====== Records to process
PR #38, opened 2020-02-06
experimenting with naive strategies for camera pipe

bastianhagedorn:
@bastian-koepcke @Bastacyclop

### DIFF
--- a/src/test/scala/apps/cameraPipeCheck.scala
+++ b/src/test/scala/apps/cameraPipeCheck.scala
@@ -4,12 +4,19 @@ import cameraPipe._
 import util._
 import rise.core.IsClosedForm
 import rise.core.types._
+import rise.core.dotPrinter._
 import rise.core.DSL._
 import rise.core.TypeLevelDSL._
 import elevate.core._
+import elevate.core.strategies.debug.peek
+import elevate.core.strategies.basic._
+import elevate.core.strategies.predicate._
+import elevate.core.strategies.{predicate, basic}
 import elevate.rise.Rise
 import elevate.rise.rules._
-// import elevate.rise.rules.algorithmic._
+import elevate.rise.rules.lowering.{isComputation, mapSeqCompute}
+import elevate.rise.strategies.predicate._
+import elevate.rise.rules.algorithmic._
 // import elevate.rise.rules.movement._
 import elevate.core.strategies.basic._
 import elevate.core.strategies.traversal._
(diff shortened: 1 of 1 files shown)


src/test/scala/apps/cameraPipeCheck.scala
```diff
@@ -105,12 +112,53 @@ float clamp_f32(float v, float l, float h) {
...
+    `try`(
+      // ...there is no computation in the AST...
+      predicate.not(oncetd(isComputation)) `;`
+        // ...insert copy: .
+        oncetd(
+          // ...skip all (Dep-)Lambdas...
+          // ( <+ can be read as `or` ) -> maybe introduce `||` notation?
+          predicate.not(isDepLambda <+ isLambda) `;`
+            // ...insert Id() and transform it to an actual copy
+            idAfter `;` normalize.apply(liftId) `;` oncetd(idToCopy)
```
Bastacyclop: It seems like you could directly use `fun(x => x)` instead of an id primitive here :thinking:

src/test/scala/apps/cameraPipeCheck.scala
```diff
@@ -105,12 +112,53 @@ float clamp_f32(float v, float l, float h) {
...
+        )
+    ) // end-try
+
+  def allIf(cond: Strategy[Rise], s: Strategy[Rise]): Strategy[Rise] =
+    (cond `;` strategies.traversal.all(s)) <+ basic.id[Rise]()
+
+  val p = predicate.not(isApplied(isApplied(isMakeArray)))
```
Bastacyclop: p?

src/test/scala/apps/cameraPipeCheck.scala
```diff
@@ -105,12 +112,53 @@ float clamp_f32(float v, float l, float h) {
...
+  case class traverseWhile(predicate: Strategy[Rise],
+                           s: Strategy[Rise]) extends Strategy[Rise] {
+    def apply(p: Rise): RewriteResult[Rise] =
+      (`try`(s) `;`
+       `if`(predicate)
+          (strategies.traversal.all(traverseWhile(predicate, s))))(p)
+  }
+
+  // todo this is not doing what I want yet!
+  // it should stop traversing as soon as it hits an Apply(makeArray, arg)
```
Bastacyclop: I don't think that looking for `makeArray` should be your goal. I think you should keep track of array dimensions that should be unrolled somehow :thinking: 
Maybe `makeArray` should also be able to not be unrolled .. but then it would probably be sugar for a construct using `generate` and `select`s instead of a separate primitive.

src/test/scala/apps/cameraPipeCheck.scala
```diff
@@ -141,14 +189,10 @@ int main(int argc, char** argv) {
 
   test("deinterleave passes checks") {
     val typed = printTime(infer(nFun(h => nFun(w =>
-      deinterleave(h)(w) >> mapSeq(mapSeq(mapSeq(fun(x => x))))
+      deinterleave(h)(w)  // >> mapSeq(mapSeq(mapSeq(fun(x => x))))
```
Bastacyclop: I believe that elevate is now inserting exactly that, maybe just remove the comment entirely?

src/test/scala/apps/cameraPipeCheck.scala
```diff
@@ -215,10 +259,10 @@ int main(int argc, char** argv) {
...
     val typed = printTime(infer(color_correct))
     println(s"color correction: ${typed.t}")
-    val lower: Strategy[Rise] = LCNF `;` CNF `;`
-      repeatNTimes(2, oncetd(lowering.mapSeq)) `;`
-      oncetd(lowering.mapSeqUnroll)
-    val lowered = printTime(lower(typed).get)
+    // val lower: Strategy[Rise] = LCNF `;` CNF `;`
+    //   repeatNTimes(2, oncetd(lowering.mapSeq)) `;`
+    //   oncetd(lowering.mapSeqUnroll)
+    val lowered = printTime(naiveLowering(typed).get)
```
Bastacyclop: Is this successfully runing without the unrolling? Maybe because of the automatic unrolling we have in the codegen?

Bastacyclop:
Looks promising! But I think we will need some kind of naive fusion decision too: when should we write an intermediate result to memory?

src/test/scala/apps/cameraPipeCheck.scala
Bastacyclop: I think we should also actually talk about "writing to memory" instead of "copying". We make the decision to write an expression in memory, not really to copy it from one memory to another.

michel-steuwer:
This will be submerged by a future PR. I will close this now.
============
The task: Restate verbatim the first line above and all lines after it through the line containing "import elevate.rise.Rise"; omit the rest.

Exercise output:
PR #38, opened 2020-02-06
experimenting with naive strategies for camera pipe

bastianhagedorn:
@bastian-koepcke @Bastacyclop

### DIFF
--- a/src/test/scala/apps/cameraPipeCheck.scala
+++ b/src/test/scala/apps/cameraPipeCheck.scala
@@ -4,12 +4,19 @@ import cameraPipe._
 import util._
 import rise.core.IsClosedForm
 import rise.core.types._
+import rise.core.dotPrinter._
 import rise.core.DSL._
 import rise.core.TypeLevelDSL._
 import elevate.core._
+import elevate.core.strategies.debug.peek
+import elevate.core.strategies.basic._
+import elevate.core.strategies.predicate._
+import elevate.core.strategies.{predicate, basic}
 import elevate.rise.Rise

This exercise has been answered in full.